_REQUIREMENT:_
The line with "This isn't an" marks where to begin. Please copy it and each line after it to the end of the records below, exactly.

_DATA FOR PROCESSING:_
PR #292, opened 2021-04-23
Migrate multithreaded tracker config

encode42:
This isn't an Airplane feature anymore and causes confusion for the Airplane support team and Purpur's users.

- AIR doesn't have a method to set a value as null. We can either:
    * Set section comments to reflect migration [current solution]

_ANSWER TO THIS TASK:_
This isn't an Airplane feature anymore and causes confusion for the Airplane support team and Purpur's users.

- AIR doesn't have a method to set a value as null. We can either:
    * Set section comments to reflect migration [current solution]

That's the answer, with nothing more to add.